# EXERCISE PROMPT:
Could you say how many lines below contain the word "updated"? Give the number with no other text.

*** DATA FOR ANALYSIS Section Begins ***

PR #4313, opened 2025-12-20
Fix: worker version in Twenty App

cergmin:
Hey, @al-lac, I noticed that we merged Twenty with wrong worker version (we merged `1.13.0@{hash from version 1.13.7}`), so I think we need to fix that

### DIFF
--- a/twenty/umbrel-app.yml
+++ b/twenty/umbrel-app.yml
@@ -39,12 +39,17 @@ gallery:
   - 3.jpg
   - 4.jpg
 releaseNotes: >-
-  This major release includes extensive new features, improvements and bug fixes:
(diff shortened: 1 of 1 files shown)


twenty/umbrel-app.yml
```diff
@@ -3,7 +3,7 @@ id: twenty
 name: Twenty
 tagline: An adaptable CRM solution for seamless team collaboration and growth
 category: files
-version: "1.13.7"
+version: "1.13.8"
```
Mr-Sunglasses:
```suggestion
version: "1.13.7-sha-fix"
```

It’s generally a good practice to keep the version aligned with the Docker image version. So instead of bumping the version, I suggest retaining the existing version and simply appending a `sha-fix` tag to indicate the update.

*** DATA FOR ANALYSIS Section Ends ***
*** DATA FOR ANALYSIS Section Begins ***

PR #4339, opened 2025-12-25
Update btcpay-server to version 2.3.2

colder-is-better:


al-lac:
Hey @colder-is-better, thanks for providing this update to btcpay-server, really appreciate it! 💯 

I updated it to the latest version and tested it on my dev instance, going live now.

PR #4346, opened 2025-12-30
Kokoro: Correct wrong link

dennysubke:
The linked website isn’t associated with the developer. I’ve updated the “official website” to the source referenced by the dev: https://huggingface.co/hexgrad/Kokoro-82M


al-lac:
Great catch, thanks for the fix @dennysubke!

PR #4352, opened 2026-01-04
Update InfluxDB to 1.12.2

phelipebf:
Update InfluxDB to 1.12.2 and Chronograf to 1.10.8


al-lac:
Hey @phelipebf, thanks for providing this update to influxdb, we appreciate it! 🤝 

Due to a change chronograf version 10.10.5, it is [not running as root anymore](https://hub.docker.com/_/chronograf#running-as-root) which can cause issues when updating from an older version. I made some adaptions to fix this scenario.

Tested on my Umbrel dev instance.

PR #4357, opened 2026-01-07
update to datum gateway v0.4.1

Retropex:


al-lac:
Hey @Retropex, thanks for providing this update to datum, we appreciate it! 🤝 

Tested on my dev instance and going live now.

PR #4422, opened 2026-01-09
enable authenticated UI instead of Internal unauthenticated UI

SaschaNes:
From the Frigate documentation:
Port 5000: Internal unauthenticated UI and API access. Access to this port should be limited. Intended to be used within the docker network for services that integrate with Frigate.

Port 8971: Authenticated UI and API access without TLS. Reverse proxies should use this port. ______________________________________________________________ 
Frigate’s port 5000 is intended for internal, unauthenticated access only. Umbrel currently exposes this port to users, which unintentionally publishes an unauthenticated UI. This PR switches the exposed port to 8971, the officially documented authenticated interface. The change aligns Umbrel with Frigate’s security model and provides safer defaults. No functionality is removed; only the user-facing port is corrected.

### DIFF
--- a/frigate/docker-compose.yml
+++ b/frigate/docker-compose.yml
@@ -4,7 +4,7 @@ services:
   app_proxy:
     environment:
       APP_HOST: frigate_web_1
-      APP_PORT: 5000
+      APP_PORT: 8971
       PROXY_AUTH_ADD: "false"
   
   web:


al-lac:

*** DATA FOR ANALYSIS Section Ends ***

# YOUR SOLUTION:
2